• [TASK OBJECTIVE] Scan the entries for lines with the word "tests", then copy those lines.
========
PR #1088, opened 2022-05-16
Handle the wait for fetch in acceptance tests better

mertyildiran:
Related to:
- https://github.com/up9inc/mizu/pull/1074
- https://github.com/up9inc/mizu/pull/1056

### DIFF
--- a/acceptanceTests/cypress/integration/tests/UiTest.js
+++ b/acceptanceTests/cypress/integration/tests/UiTest.js
@@ -195,8 +195,6 @@ function checkFilter(filterDetails) {
     it(`checking the filter: ${filter}`, function () {
         waitForFetchAndPause();
 
-        const totalEntries = number.text();
-
         cy.get(`#list [id^=entry]`).last().then(elem => {
             const element = elem[0];
             const entryId = getEntryId(element.id);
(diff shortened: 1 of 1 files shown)


acceptanceTests/cypress/integration/tests/UiTest.js
```diff
@@ -193,58 +193,60 @@ function checkFilter(filterDetails) {
...
+}
 
-            // reloading then waiting for the entries number to load
-            resizeToNormalMizu();
-            cy.reload();
-            cy.get('#total-entries', {timeout: refreshWaitTimeout}).should('have.text', totalEntries);
-        })
+function waitForFetch() {
+    cy.get('#entries-length', {timeout: refreshWaitTimeout}).should((el) => {
+        expect(parseInt(el.text().trim(), 10)).to.be.greaterThan(20);
```
gadotroee, line 245: where is this "20" comes from?
I guess it should be some consts or parameter we are passing to the function but I know that we are sending 50 messages so I'm not sure why we are waiting only for "more than 20.."

mertyildiran: There are multiple tests using this function and I'm not sure what tests expects how many records. 20 was my guesstimation.

If all tests are 50+, we can say it's 50. Since WebSocket fetches up to 50 records.

I'm not sure what parameter and how exactly we should pass to here for the expected `greaterThan` value.

gadotroee: I'm almost sure it is always 50 messages.
but I'm not sure we are sure it always catches all entries so I wouldn't go to 50.
lets start with a working tests and change it if we see that this can be changed.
========
• [TASK RESULT]
Handle the wait for fetch in acceptance tests better
--- a/acceptanceTests/cypress/integration/tests/UiTest.js
+++ b/acceptanceTests/cypress/integration/tests/UiTest.js
acceptanceTests/cypress/integration/tests/UiTest.js
mertyildiran: There are multiple tests using this function and I'm not sure what tests expects how many records. 20 was my guesstimation.
If all tests are 50+, we can say it's 50. Since WebSocket fetches up to 50 records.
lets start with a working tests and change it if we see that this can be changed.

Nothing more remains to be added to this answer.